## EXERCISE DIRECTIONS
Each entry must be restated exactly as it appears.

Stored data entries
☆ ☆ ☆ ☆ ☆ ☆ ☆
PR #1086, opened 2020-04-27
feat: lowercase and remove special chars on parameter files

cryptonemo:
Updates name output where used in parameter file path generation.

### DIFF
--- a/storage-proofs/core/src/hasher/poseidon.rs
+++ b/storage-proofs/core/src/hasher/poseidon.rs
@@ -28,7 +28,7 @@ impl Hasher for PoseidonHasher {
     type Function = PoseidonFunction;
 
     fn name() -> String {
-        "poseidonhasher".into()
+        "poseidon_hasher".into()
     }
 
     #[inline]
--- a/storage-proofs/core/src/hasher/poseidon.rs
+++ b/storage-proofs/core/src/hasher/poseidon.rs
@@ -28,7 +28,7 @@ impl Hasher for PoseidonHasher {
     type Function = PoseidonFunction;
 
     fn name() -> String {
-        "PoseidonHasher".into()
+        "poseidonhasher".into()
     }
 
     #[inline]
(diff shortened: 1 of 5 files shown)


storage-proofs/core/src/hasher/sha256.rs
```diff
@@ -24,7 +24,7 @@ impl Hasher for Sha256Hasher {
     type Function = Sha256Function;
 
     fn name() -> String {
-        "Sha256Hasher".into()
+        "sha256hasher".into()
```
dignifiedquire, line 27: lets use `sha256_hasher` for better readability

storage-proofs/core/src/hasher/poseidon.rs
```diff
@@ -28,7 +28,7 @@ impl Hasher for PoseidonHasher {
     type Function = PoseidonFunction;
 
     fn name() -> String {
-        "PoseidonHasher".into()
+        "poseidonhasher".into()
```
dignifiedquire, line 31: lets use `poseidon_hasher` for better readability

dignifiedquire:
sad CI is sad

cryptonemo:
> sad CI is sad

CI doesn't like that we renamed parameter files on it ;-)

cryptonemo:
> > sad CI is sad
> 
> CI doesn't like that we renamed parameter files on it ;-)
☆ ☆ ☆ ☆ ☆ ☆ ☆
## TASK RESPONSE
PR #1086, opened 2020-04-27
feat: lowercase and remove special chars on parameter files

cryptonemo:
Updates name output where used in parameter file path generation.

### DIFF
--- a/storage-proofs/core/src/hasher/poseidon.rs
+++ b/storage-proofs/core/src/hasher/poseidon.rs
@@ -28,7 +28,7 @@ impl Hasher for PoseidonHasher {
     type Function = PoseidonFunction;
 
     fn name() -> String {
-        "poseidonhasher".into()
+        "poseidon_hasher".into()
     }
 
     #[inline]
--- a/storage-proofs/core/src/hasher/poseidon.rs
+++ b/storage-proofs/core/src/hasher/poseidon.rs
@@ -28,7 +28,7 @@ impl Hasher for PoseidonHasher {
     type Function = PoseidonFunction;
 
     fn name() -> String {
-        "PoseidonHasher".into()
+        "poseidonhasher".into()
     }
 
     #[inline]
(diff shortened: 1 of 5 files shown)


storage-proofs/core/src/hasher/sha256.rs
```diff
@@ -24,7 +24,7 @@ impl Hasher for Sha256Hasher {
     type Function = Sha256Function;
 
     fn name() -> String {
-        "Sha256Hasher".into()
+        "sha256hasher".into()
```
dignifiedquire, line 27: lets use `sha256_hasher` for better readability

storage-proofs/core/src/hasher/poseidon.rs
```diff
@@ -28,7 +28,7 @@ impl Hasher for PoseidonHasher {
     type Function = PoseidonFunction;
 
     fn name() -> String {
-        "PoseidonHasher".into()
+        "poseidonhasher".into()
```
dignifiedquire, line 31: lets use `poseidon_hasher` for better readability

dignifiedquire:
sad CI is sad

cryptonemo:
> sad CI is sad

CI doesn't like that we renamed parameter files on it ;-)

cryptonemo:
> > sad CI is sad
> 
> CI doesn't like that we renamed parameter files on it ;-)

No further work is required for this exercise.